PR #461, opened 2026-09-12
fix(utils): remove every shared leading segment in urlToRelativePath

littlespex:
## Description

`urlToRelativePath` in `@svta/cml-utils` skipped shared leading path segments. The common-parent loop advanced its index while it also shifted both path arrays. It compared the wrong segments and removed segments it never compared.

:::::

• [EXERCISE GOAL]
The response has to match the records above word for word.

• [RESPONSE AREA]
PR #461, opened 2026-09-12
fix(utils): remove every shared leading segment in urlToRelativePath

littlespex:
## Description

`urlToRelativePath` in `@svta/cml-utils` skipped shared leading path segments. The common-parent loop advanced its index while it also shifted both path arrays. It compared the wrong segments and removed segments it never compared.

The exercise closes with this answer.